# $250 pen



## ldimick (May 30, 2005)

In your opinion how much time do you think it would take you to make a pen that would sell for $250?


----------



## Fred in NC (May 30, 2005)

It all depends on whether the value of the $250 pen is based on the materials cost or the amount of labor involved, or both.

Obviously a pen could be worth $250 or more just because the material is expensive, gold for example. 

On the other hand, a maki-e pen's value is based on the amount of time it takes to 'paint' the design.


----------



## Rifleman1776 (May 30, 2005)

Two hours to make. Two years to find a customer willing to pay that amount.


----------



## leehljp (May 30, 2005)

I got tired of spending 2 years to complete a 40 hour woodworking project.  So I got into this hobby so that I could start and complete a project in an hour. Little did I know that it takes about 2 to 3 hours to do a fair job. Overnight or longer if I wanted a great finish. And the "overnight" part usually becomes a week before I can get back into my shop. 

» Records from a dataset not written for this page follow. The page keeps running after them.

Issue #597, opened 2015-08-21
Use correct file extension for .tsx files being processed by LanguageService


JKillian:
In `noUnusedVariableRule.ts` and `noUseBeforeDeclareRule.ts`, a `LanguageServiceHost` object is created and passed a hard-coded file name, `file.ts`. However, if the file we're working with is actually a `.tsx` file, it will be processed incorrectly by the language service. We need to detect what kind of file is being processed and use a correct extension.

Issue #558, opened 2015-08-07
no-unused-variable false positive with references in JSX


adidahiya:
code sample reported by @pepaar:

```ts
/// <reference path="react.d.ts" />
/// <reference path="react-jsx.d.ts" />

import React = require("react");

interface IProps {
    content: string;
}

class MyComponent extends React.Component<IProps, {}> {
    render() {
        this.alertMe();
        return 
            <div>
                {this.props.content}
                <button onClick={() => this.alertMe()}>AlertMe</button>
            </div>;
    }

    private alertMe() {
        let yo = this.props.content + " YO";
        alert(yo);
    }
}

React.render(<MyComponent content="Hello World"/>, document.body);
```

`languageService.getDocumentHighlights` doesn't return the right thing for `alertMe` in this case.

seems to be caused by a compiler bug: https://github.com/Microsoft/TypeScript/issues/4175

...but @pepaar also reported a linter crash, which should be fixed on our end:

```
C:\Users\pepaar\AppData\Roaming\npm\node_modules\tslint\build\rules\noUnusedVari
ableRule.js:161
        if (highlights[0].highlightSpans.length <= 1) {
                      ^
TypeError: Cannot read property '0' of undefined
    at NoUnusedVariablesWalker.validateReferencesForVariable (C:\Users\pepaar\Ap
pData\Roaming\npm\node_modules\tslint\build\rules\noUnusedVariableRule.js:161:23
)
...
```

__UPDATE__: the linter crash has been fixed by #563

PR #610, opened 2015-08-26
Use .tsx extensions when interacting with language services when appropriate

JKillian:
Fixes issue #597

### DIFF
--- a/src/rules/noUnusedVariableRule.ts
+++ b/src/rules/noUnusedVariableRule.ts
@@ -20,25 +20,22 @@ export class Rule extends Lint.Rules.AbstractRule {
     public static FAILURE_STRING = "unused variable: ";
 
     public apply(sourceFile: ts.SourceFile): Lint.RuleFailure[] {
-        const documentRegistry = ts.createDocumentRegistry();
-        const languageServiceHost = Lint.createLanguageServiceHost("file.ts", sourceFile.getFullText());
-        const languageService = ts.createLanguageService(languageServiceHost, documentRegistry);
-
+        const languageService = Lint.createLanguageService(sourceFile.fileName, sourceFile.getFullText());
         return this.applyWithWalker(new NoUnusedVariablesWalker(sourceFile, this.getOptions(), languageService));
     }
 }
 
 class NoUnusedVariablesWalker extends Lint.RuleWalker {
+    private languageService: ts.LanguageService;
     private skipBindingElement: boolean;
     private skipParameterDeclaration: boolean;
     private skipVariableDeclaration: boolean;
-    private languageService: ts.LanguageService;
 
     constructor(sourceFile: ts.SourceFile, options: Lint.IOptions, languageService: ts.LanguageService) {
         super(sourceFile, options);
+        this.languageService = languageService;
         this.skipVariableDeclaration = false;
         this.skipParameterDeclaration = false;
-        this.languageService = languageService;
     }
 
     public visitBindingElement(node: ts.BindingElement) {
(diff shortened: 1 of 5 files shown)


JKillian:
Also seems to fix issue #558

test/tsxTests.ts
```diff
@@ -82,9 +82,7 @@ describe("TSX syntax", () => {
         });
 
         it("with no false positives", () => {
-            // todo (#558): there should only be 3, but there is a false positive no-unused-variable failure due
-            // to a compiler bug
-            assert.lengthOf(actualFailures, 4);
+            assert.lengthOf(actualFailures, 3);
```
adidahiya: nice!

src/rules/noUnusedVariableRule.ts
```diff
@@ -32,13 +28,17 @@ class NoUnusedVariablesWalker extends Lint.RuleWalker {
...
     private languageService: ts.LanguageService;
 
-    constructor(sourceFile: ts.SourceFile, options: Lint.IOptions, languageService: ts.LanguageService) {
+    constructor(sourceFile: ts.SourceFile, options: Lint.IOptions) {
         super(sourceFile, options);
         this.skipVariableDeclaration = false;
         this.skipParameterDeclaration = false;
-        this.languageService = languageService;
+
+        this.fileName = (Lint.isTsxFile(sourceFile.fileName) ? "file.tsx" : "file.ts");
```
adidahiya: let's just use

```ts
`file.${path.extename(sourceFile.fileName)}`
```

and remove `Lint.isTsxFile` and its tests completely

src/rules/noUnusedVariableRule.ts
```diff
@@ -32,13 +28,17 @@ class NoUnusedVariablesWalker extends Lint.RuleWalker {
...
+        this.languageService = Lint.createLanguageService(this.fileName, sourceFile.getFullText());
```
adidahiya: hm, I liked it earlier when we passed a `LanguageService` to the constructor.... that makes the whole thing more testable... but I see why you're doing it this way so that you only have to declare `fileName` once.

why don't we just use `sourceFile.fileName`? why even make a new name at all?

src/rules/noUnusedVariableRule.ts
```diff
@@ -32,12 +29,14 @@ class NoUnusedVariablesWalker extends Lint.RuleWalker {
     private skipBindingElement: boolean;
     private skipParameterDeclaration: boolean;
     private skipVariableDeclaration: boolean;
+
```
adidahiya: please remove this extra newline, and move `private languageService` to the top (alphabetization)

src/rules/noUnusedVariableRule.ts
```diff
@@ -32,12 +29,14 @@ class NoUnusedVariablesWalker extends Lint.RuleWalker {
...
     private languageService: ts.LanguageService;
 
     constructor(sourceFile: ts.SourceFile, options: Lint.IOptions, languageService: ts.LanguageService) {
         super(sourceFile, options);
         this.skipVariableDeclaration = false;
         this.skipParameterDeclaration = false;
+
```
adidahiya: remove extra newline

src/language/utils.ts
```diff
@@ -120,4 +120,15 @@ module Lint {
...
+    /**
+    * Checks if a file ends with ".tsx"
+    */
+    export function isTsxFile(fileName: string): boolean {
+        const extension = ".tsx";
+        const pathLen = fileName.length;
+        const extLen = extension.length;
+        return pathLen > extLen
+            && fileName.substr(pathLen - extLen, extLen) === extension;
+    }
```
adidahiya: please remove this method, its generated typing, and its unit tests.

adidahiya:
great, can you squash this into 1 commit please?

JKillian:
Squashed

Issue #500, opened 2015-07-15
no-shadowed-variable false positive in function typedefs/ functions defs in interfaces


adidahiya:
the following code incorrectly reports a shadowed variable failure for `a` within the typedef of `done`:

```ts
function foo(a: any, done: (a: any) => void) {
    //
}
```

JKillian:
This also happens in interface declarations, such as:

```typescript
interface Surface {
    diffuse: (pos: Vector) => Color;
    specular: (pos: Vector) => Color;
    reflect: (pos: Vector) => number;
    roughness: number;
}
```
I'm going to expand the scope of this issue to include this as well

adidahiya:
:+1:

adidahiya:
another false positive example:

```ts
function foo(bar: (a: any) => void) {
    let a = 1;
}
```

`a` is incorrectly reported as a shadowed variable

PR #616, opened 2015-08-27
Fix no shadowed vars rule

JKillian:
Fixes Issue #500 
Also adds more specific typing for a couple methods in `SyntaxWalker`


src/rules/noShadowedVariableRule.ts
```diff
@@ -48,6 +50,12 @@ class NoShadowedVariableWalker extends Lint.BlockScopeAwareRuleWalker<ScopeInfo,
         this.visitBlock(node.block);
     }
 
+    public visitFunctionType(node: ts.FunctionOrConstructorTypeNode) {
+        this.isInFunctionType = true;
+        super.visitFunctionType(node);
+        this.isInFunctionType = false;
+    }
```
adidahiya: instead of the `isInFunctionType` flag, what if we just don't call `super.visitFunctionType(node)` here? that should prevent the walker from checking nested parameter declarations.

JKillian: Good call, makes things much simpler

src/rules/noShadowedVariableRule.ts
```diff
@@ -23,6 +23,7 @@ export class Rule extends Lint.Rules.AbstractRule {
 }
 
 class NoShadowedVariableWalker extends Lint.BlockScopeAwareRuleWalker<ScopeInfo, ScopeInfo> {
+
```
adidahiya: remove this extra line please

adidahiya:
great, can you squash this into 1 commit please?

JKillian:
Yep, done

PR #627, opened 2015-09-01
Tests and improvement for no-internal-module rule on next branch

vmmitev:
Moved #601 to `next` branch.

### DIFF
--- a/src/rules/noInternalModuleRule.ts
+++ b/src/rules/noInternalModuleRule.ts
@@ -24,12 +24,23 @@ export class Rule extends Lint.Rules.AbstractRule {
 
 class NoInternalModuleWalker extends Lint.RuleWalker {
     public visitModuleDeclaration(node: ts.ModuleDeclaration) {
-        if (Lint.isNodeFlagSet(node, ts.NodeFlags.Namespace)) {
-            // ok namespace
-        } else if (node.name.kind === ts.SyntaxKind.Identifier) {
-            // for external modules, node.name will be a LiteralExpression instead of Identifier
+        if (this.isInternalModuleDeclaration(node)) {
             this.addFailure(this.createFailure(node.getStart(), node.getWidth(), Rule.FAILURE_STRING));
         }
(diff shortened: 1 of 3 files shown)


src/rules/noInternalModuleRule.ts
```diff
@@ -24,12 +24,23 @@ export class Rule extends Lint.Rules.AbstractRule {
...
+        return !Lint.isNodeFlagSet(node, ts.NodeFlags.Namespace)
+            && !this.isNestedDeclaration(node)
+            && node.name.kind === ts.SyntaxKind.Identifier;
+    }
+
+    private isNestedDeclaration(node: ts.ModuleDeclaration) {
+        // in a declaration expression like 'module a.b.c' - 'a' is the top level module declaration node and 'b' and 'c' are nested
+        // therefore we can depend that a node's position will only match with its name's position for nested nodes
+        return node.name.pos === node.pos;
+    }
```
adidahiya: The changes in this file shouldn't be needed now that we're on the 'next' branch

adidahiya: You'll need to run `npm install` to update your dev environment

vmmitev: Let me try to clarify the reasoning behind leaving this change. It's not because I chose to disregard the update to the compiler-related flags. This version no longer contains the "dirty" recursion approach. I ran it with updated npm modules, so the compiler's fix must've been in effect.

However, the `isNestedDeclaration` method was needed not only for recursing nodes' parents but to reduce the repetition of reported failures for declarations like `module foo.bar.baz`. In such cases 3 separate failures were reported for `foo`, `bar` and `baz`. In my opinion it should be only 1 and seemed fitting to push this change along with the test cases.

JKillian: :+1: Agreed that it should only report one failure for `module a.b.c`

adidahiya: my mistake -- I should've read more closely. this looks good.

PR #1659, opened 2016-10-28
Make sure vscode uses locally provided Typescript

nomaed:
By default, VSCode uses its bundled TypeScript version which may change depending on VSCode version.
Also, it shows warnings when the globally installed TS version differs from the bundled one.

The solution is to instruct VSCode to always use the local TS version that is installed from packages.json in node_modules.


JKillian:
Makes sense, thanks @nomaed!

Issue #1639, opened 2016-10-18
using tslint cli as npm script has inconsistent path behavior for windows and linux


acdcjunior:
### Bug Report
- **TSLint version**: `~3.15.1`
- **TypeScript version**: `~2.0.3`
- **Running TSLint via**: CLI via NPM script

TypeScript code being linted: (irrelevant)
with `tslint.json` configuration: (irrelevant)
#### `package.json` configuration:

``` json
  "scripts": {
    "unquoted": "tslint src/**/*.ts",
     "quoted": "tslint 'src/**/*.ts'"
  },
```
#### Actual behavior

Unconsistend behavior when running @ windows or linux (and not working at all on windows).
#### Expected behavior

Consistent behavior across platforms.
### Workaround

Use both, I guess:

``` json
  "scripts": {
    "unquoted_and_quoted": "tslint src/**/*.ts && tslint 'src/**/*.ts'"
  },
```
# How to reproduce:

Check readme and files: https://github.com/acdcjunior/tslint-windows-path-inconsistency
(pasting README here for reference:)
## Unquoted path (`npm run unquoted`)
- @windows 10
  - All good: three linting errors!
  
  ``` bash
  $ npm run unquoted
  
  > tslint-windows-path-inconsistency@1.0.0 unquoted D:\github\tslint-windows-path-inconsistency
  > tslint src/**/*.ts
  
  src/FirstLevel.ts[1, 12]: " should be '
  src/second/SecondLevel.ts[1, 12]: " should be '
  src/second/third/ThirdLevel.ts[1, 12]: " should be '
  
  npm ERR! Windows_NT 10.0.14393
  ...
  ```
- @centos 7
  - **Only one error when three are expected!**
  
  ``` bash
  [box@box tslint-windows-path-inconsistency]$ npm run unquoted
  
  > tslint-windows-path-inconsistency@1.0.0 unquoted /box/github/tslint-windows-path-inconsistency
  > tslint src/**/*.ts
  
  src/second/SecondLevel.ts[1, 12]: " should be '
  
  npm ERR! Linux 3.10.0-229.el7.x86_64
  ...
  ```
## Quoted path  (`npm run quoted`)
- @windows 10
  - **Bad: no error whatsoever!**
  
  ``` bash
  $ npm run quoted
  
  > tslint-windows-path-inconsistency@1.0.0 quoted D:\github\tslint-windows-path-inconsistency
  > tslint 'src/**/*.ts'
  
  $
  ```
[...]

PR #1678, opened 2016-11-03
Normalize glob matching between Linux and Windows during TSLint build. Fix lint error.

IllusionMH:
#### PR checklist

- [X] ~~New feature,~~ bugfix, ~~or enhancement~~
  - [ ] Includes tests
- [ ] Documentation update

Currently builds on AppVeyor fails due to lint errors however Circle CI builds are fine which is strange
Keeping in mind discussion on bug #1639 I've checked it on Debian "Jessie" (Docker image for `node:6`) and looks like glob `src/**/*.ts` passed without quotes is expanded and matches files only in nested folders (e.g. `src/configs/latest.ts`), but not directly in `src` folder (e.g. `src/tslintMulti.ts `).

Since Windows doesn't expand glob patterns by itself only one glob string with patters is passed to `glob` module which correctly matches all files and leads to fail on lint error.

This PR normalizes behavior between platforms by preventing glob expand and delegates in to `glob` module.

`next` branch has same root problem, however there are other lint errors. Should I create second PR to `next` branch or it should be done by team members only?


JKillian:
Thanks @IllusionMH! This PR is fine, we'll fix those other lint errors when we merge things next. We should recommend that people put double quotes around their globs, it seems to be a source of confusion for many (including us haha).

PR #1679, opened 2016-11-04
Add support for glob patterns in single quotes for files and exclude arguments

IllusionMH:
#### PR checklist

- [X] Addresses an existing issue: #1639 _(related)_
- [X] ~~New feature, bugfix, or~~ enhancement
  - [X] Includes tests
- [ ] Documentation update

There were three ways to pass globs in npm scripts were mentioned in #1639:

1. Without quotes `src/**/*.ts`
  - works on Windows (`src/**/*.ts` is passed to process and matching is done with `glob` module)
  - doesn't match all files on Linux (see #1678)

2. With single quotes `'src/**/*.ts'`
  - works on Linux (`src/**/*.ts` is passed to process and matched with `glob` module)
  - doesn't match anything on Windows since process receives quotes string as argument `'src/**/*.ts'` and `glob` returns no matches with quotes

3. With double quotes `"src/**/*.ts"`
  - works both on Windows and Linux (`src/**/*.ts` is passed to process and matching is done with `glob` module)
  - requires escaping in `package.json file`  (e.g. `"lint": "tslint \"src/**/*.ts\""`) which hurts readability and might lead to errors if code editor doesn't notify about errors immediately

First case is OS specific and can't be addressed in TSLint package, but second might be properly handled.

This PR simply clears single quotes that may appear on Windows platform if glob is wrapped in single quotes in npm script.
Main intent is to increase interoperability between platforms and make npm scripts easy to write/read.

### DIFF
--- a/src/tslint-cli.ts
+++ b/src/tslint-cli.ts
@@ -26,7 +26,7 @@ import {
     DEFAULT_CONFIG,
     findConfiguration,
 } from "./configuration";
-import {consoleTestResultHandler, runTest} from "./test";
+import { consoleTestResultHandler, runTest } from "./test";
 import * as Linter from "./tslintMulti";
 
 let processed = optimist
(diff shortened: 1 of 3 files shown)


nchen63:
@IllusionMH thanks!

Issue #1674, opened 2016-11-03
semicolon rule should not complain about unnecessary semicolons on single-line lambdas


adidahiya:
see https://github.com/Microsoft/TypeScript/pull/12021#issuecomment-258173897

PR #1680, opened 2016-11-04
Treat one-line arrow funcs like a normal statement regarding semicolons

nchen63:
#### PR checklist

- [x] Addresses an existing issue: #1674 
  - [x] Includes tests
- [ ] Documentation update

Only apply rule of arrows and semicolons on multiline functions

(optional)

### DIFF
--- a/src/rules/semicolonRule.ts
+++ b/src/rules/semicolonRule.ts
@@ -121,7 +121,9 @@ class SemicolonWalker extends Lint.RuleWalker {
 
     public visitPropertyDeclaration(node: ts.PropertyDeclaration) {
         const initializer = node.initializer;
-        if (initializer && initializer.kind === ts.SyntaxKind.ArrowFunction) {
+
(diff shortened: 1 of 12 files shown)


src/rules/semicolonRule.ts
```diff
@@ -121,7 +121,9 @@ class SemicolonWalker extends Lint.RuleWalker {
 
     public visitPropertyDeclaration(node: ts.PropertyDeclaration) {
         const initializer = node.initializer;
-        if (initializer && initializer.kind === ts.SyntaxKind.ArrowFunction) {
+
+        // check if this is a multi-line arrow function (`[^]` in the regex matches all characters including CR & LF)
+        if (initializer && initializer.kind === ts.SyntaxKind.ArrowFunction && /\{[^]*\n/.test(node.getText())) {
```
adidahiya: this condition is getting pretty long; I think the last test with the regex belongs in its own simple `function`; that would allow you to move the comment elsewhere as well

Issue #1681, opened 2016-11-04
The error for invalid tslint.json files could be prettier


JoshuaKGoldberg:
As mentioned by @JKillian in #1676, it would be nice to have some sort of `validate` function and/or interface(s) generated for each rule. If someone uses an invalid `tslint.json` perhaps TSLint should complain? We can define invalid as having unknown or incorrect (e.g. a string instead of a number) options for a rule.

JKillian:
Perhaps a duplicate of https://github.com/palantir/tslint/issues/889? (Should've mentioned it in the other thread, sorry!) But maybe this is different - validating the whole file vs. just validating the rule options?

JoshuaKGoldberg:
Validating the whole file could be considered separate from the individual rules, sure. 

When you have technically invalid JSON the error isn't completely pretty:

```cmd
tslint --config tslint.json index.ts

undefined:4
    "rules": {
    ^

SyntaxError: Unexpected string in JSON at position 33
    at Object.parse (native)
    at loadConfigurationFromPath (C:\Code\tslint\lib\configuration.js:130:31)
    at Object.findConfiguration (C:\Code\tslint\lib\configuration.js:70:12)
    at LintCli.processFiles (C:\Code\tslint\lib\lintCli.js:43:49)
    at processFiles (C:\Code\tslint\lib\tslint-cli.js:132:30)
    at Object.<anonymous> (C:\Code\tslint\lib\tslint-cli.js:176:1)
    at Module._compile (module.js:541:32)
    at Object.Module._extensions..js (module.js:550:10)
    at Module.load (module.js:458:32)
    at tryModuleLoad (module.js:417:12)
```

...but yes, this is otherwise mostly a dup of #889.

PR #1686, opened 2016-11-05
Slightly better error for failed tslint.json parses

JoshuaKGoldberg:
Fixes https://github.com/palantir/tslint/issues/1681

`configuration`'s `findConfiguration` now returns a result wrapper with the attempted `path` as well as `error?` and `results?`. `tslint-cli` will log the failure nicely.


JoshuaKGoldberg:
@nchen63 added

test/executable/executableTests.ts
```diff
@@ -79,6 +79,17 @@ describe("Executable", function() {
                 done();
             });
         });
+
+        it("exits with code 1 if config file is invalid", (done) => {
+            execCli(["-c", "test/config/tslint-invalid.json", "src/tslint.ts"], (err, stdout, stderr) => {
+                assert.isNotNull(err, "process should exit with error");
+                assert.strictEqual(err.code, 1, "error code should be 1");
+
+                assert.include(stderr, "Invalid option for configuration", "stderr should contain notification about invalid json");
```
nchen63: this test isn't exercising the code in this PR. `Invalid option for configuration` is written when the config file is missing. I was expecting `Failed to load <path>: <error message>`

JoshuaKGoldberg: You're right - that was sloppy. Should be fixed.

nchen63:
@JoshuaKGoldberg thanks!

PR #1688, opened 2016-11-05
Split CLI into tslint-cli and a Runner class

### LINKED ISSUE #1675: Expose CLI functionality as a separate class
_**Context**: I'm working on [autotslint](https://github.com/autolint/autotslint), a CLI tool to take in TSLint failures and, when possible, fix them in the files._

_**Ask**_: Can the existing logic in `tslint-cli.ts` be exposed publicly as a usable class and documented in the readme? Ideally we should be able to do something like the following:

Autotslint will need to be able to generate "waves" of TSLint failures: given the standard configurations that can be given via tslint-cli, it should generate failures for rules. It's possible to do this using the existing require("tslint") linter and some work, but would be much simpler if the existing CLI logic could be re-used.

```typescript
import {LintCli} from "tslint/lib/lintCli");

const options = {
    exclude: "**/*.d.ts",
    rules: {
        "variable-name": true,
        "quotemark": [true, "double"]
    }
};

const linter = new LintCli(options);

const result = linter.processFiles(["**/*.ts"]/*, ts.createProgram(...) */);
```

The CLI class would just be a refactor of tslint-cli.ts, not a change in any existing behavior. That being said, it would be nice to switch the options to have shorthand as aliases so the interface could use strings like `"config"` instead of `"c"`.

JoshuaKGoldberg:
Fixes #1675.

tslint-cli.ts takes in arguments using optimist and converts them to a friendlier object to pass to a CliRunner. The rest of the logic that used to be in tslint-cli.ts is now in the CliRunner.

Notes:
* I really wanted to make `CliRunner::run` return a `Promise<number>`, but didn't want to add new dependencies or change the output target.
* I tried to stick to the existing code style for the cut-and-pasted code. If you'd like it changed I'm up for that too.
* I'm not confident in `CliRunner` as a name. Alternate suggestions, anyone?

### DIFF
--- a/src/runner.ts
+++ b/src/runner.ts
@@ -1,0 +1,255 @@
+/**
+ * @license
+ * Copyright 2013 Palantir Technologies, Inc.
+ *
+ * Licensed under the Apache License, Version 2.0 (the "License");
+ * you may not use this file except in compliance with the License.
+ * You may obtain a copy of the License at
+ *
+ *     http://www.apache.org/licenses/LICENSE-2.0
+ *
+ * Unless required by applicable law or agreed to in writing, software
+ * distributed under the License is distributed on an "AS IS" BASIS,
+ * WITHOUT WARRANTIES OR CONDITIONS OF ANY KIND, either express or implied.
+ * See the License for the specific language governing permissions and
+ * limitations under the License.
+ */
+
+import * as fs from "fs";
+import * as glob from "glob";
+import * as path from "path";
+import * as ts from "typescript";
+
+import {
+    CONFIG_FILENAME,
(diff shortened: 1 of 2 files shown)


JoshuaKGoldberg:
👐 merge conflicts! I'll wait to resolve for if/until a design review passes.

JoshuaKGoldberg:
@nchen63 thanks for the ping, updated and renamed `cliRunner.ts`/`CliRunner` to `runner.ts`/`Runner`.

nchen63:
lgtm

nchen63:
@JoshuaKGoldberg thanks!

But $250.00? - I have a long way to go. That is my intermediate goal. My real goal is $500.00 and that is possible cause I live in Japan where people <b>will</b> pay higher prices.  []


----------



## Old Griz (May 30, 2005)

[][][]HEY Hank,,, can I ship you a load of pens to sell... [][][][]


----------



## PenWorks (May 30, 2005)

You are not going to sell to many $250.00 kit pens. So starting from scratch, with the design, draw up, choice of materials, proto type....it is going to take you a while. I worked for a month (couldn't tell you how many hours) to come up with my Turban tops & my other hand painted design. Only came out with 6 pens.(about 6 more to the trash bin) Now that I have the design and working drawings, I could duplicate them in about 6 hours.


----------



## rtjw (May 30, 2005)

I could never fathom making a $250 pen. It would have to be made of something very rare and be a very good pen kit. I just dont get any kind of response for that kind of pen.


----------



## Thumbs (May 30, 2005)

I have a problem with the whole $250 pen concept.

Yep! [}]It's me again![}] I don't have an answer to the question at hand just an observation about the atmosphere surrounding it![]

I didn't start this "hobby" to make money.  I started it to make something.  Something that has feeling to me.  The first time I watched a chunk of wood "become" something under my own eyes and hands, I thought I was going to burst with excitement.  Too philosophic?  Perhaps.  It's not quite that exciting anymore but still quite satisfying.......  

I don't know what, if anything, pen making will become for me; but I have decided that I don't want it to become about money.  I don't care whether anyone else values my pens, I do.  Too egotistical?  Perhaps that too.  Of course I appreciate it when someone says, "Nice pen!"  And I don't like it when they say, "Awful pen!"  But that isn't why I turn pens.  I turn pens for myself, primarily.  All else is secondary.  You may think I'm wealthy and have no concerns about money! [8D] You couldn't get much further off base unless you leave the stadium!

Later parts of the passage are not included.